Twice in my life I have been outwitted by a rabbit. The first one belonged to a conjurer who was performing at a birthday party, the second one appeared to be a lost pet and I failed to capture it. This week, while I was out on a date, I was outwitted by a fountain.
I promised my girlfriend that when I came back to Seattle I would take her up the Space Needle. A couple of days ago we caught the bus down there to discover that the Space Needle and the EMP museum were closed for a massive corporate event. We decided to ride the monorail instead, but we couldn't get near it even after we sneaked through the security perimeter of the corporate event.
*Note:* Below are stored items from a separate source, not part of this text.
PR #249, opened 2019-11-18
so run_snafu.py can work in CI

bengland2:
This makes the 2 CRs conform to the snafu README.md documentation for how to point to elastic search.

### DIFF
--- a/resources/crds/ripsaw_v1alpha1_fs_drift_cr.yaml
+++ b/resources/crds/ripsaw_v1alpha1_fs_drift_cr.yaml
@@ -9,7 +9,7 @@ spec:
   clustername: aws-2009-09-10
   # where elastic search is running
   elasticsearch:
-    server: marquez.perf.lab.eng.rdu2.redhat.com
+    server: my.elasticsearch.server
     port: 9200
   workload:
     name: fs-drift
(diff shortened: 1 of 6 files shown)


dry923:
@bengland2 is it possible to instead update the templates to accept elasticsearch.server etc like the other benchmarks instead? That would also make it consistent with what the metadata collection expects as well.

bengland2:
@dry923 ok, but then we should update the snafu documentation to reflect that.   @acalhounRH @aakarshg any opinions?  Also, what happens to es_index?   Does it make sense to have something like this example:
```
elasticsearch:
  host: marquez
  port: 9200
  index: ripsaw-fs-drift-results
  test_user: homerSimpson
  clustername: springfield
```
instead of what's documented now:
```
es_host: marquez
es_port: 9200
es_index: ripsaw-fs-drift-results
test_user: homerSimpson
clustername: springfield
```
The advantage of the elasticsearch: format is that if someone doesn't want elasticsearch they then know what to leave out.

bengland2:
This PR depends on snafu PR 99, merge this when you merge that one or things will break.  I tested both of them together for smallfile and fs-drift, and it does run successfully with tests/test_{fs_drift,smallfile}.sh but not yet tested for fio_distributed.   Please tell me if this is what you want, while I try to test fio_distributed this way.  Do we want to post CI results to an ES server?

The Seattle Centre also has a fantastic fountain with bewilderingly complicated displays synchronised to music. On my first trip I tried to touch the fountain without getting wet and nearly succeeded. On our date there was a long gap in the fountain's program and my date easily walked down and touched it. I didn't dare for fear of getting drenched, and it started up in earnest as soon as she'd bettered me.
I wasn't able to give my date any Dicks and we caught the bus home unsatisfied and hungry. I cooked a perfectly nice meal but there wasn't anything in the house for dessert so we still had to go out to a restaurant.
TLDR: Date fell severely short of what I had promised, she played "touch the fountain" by herself.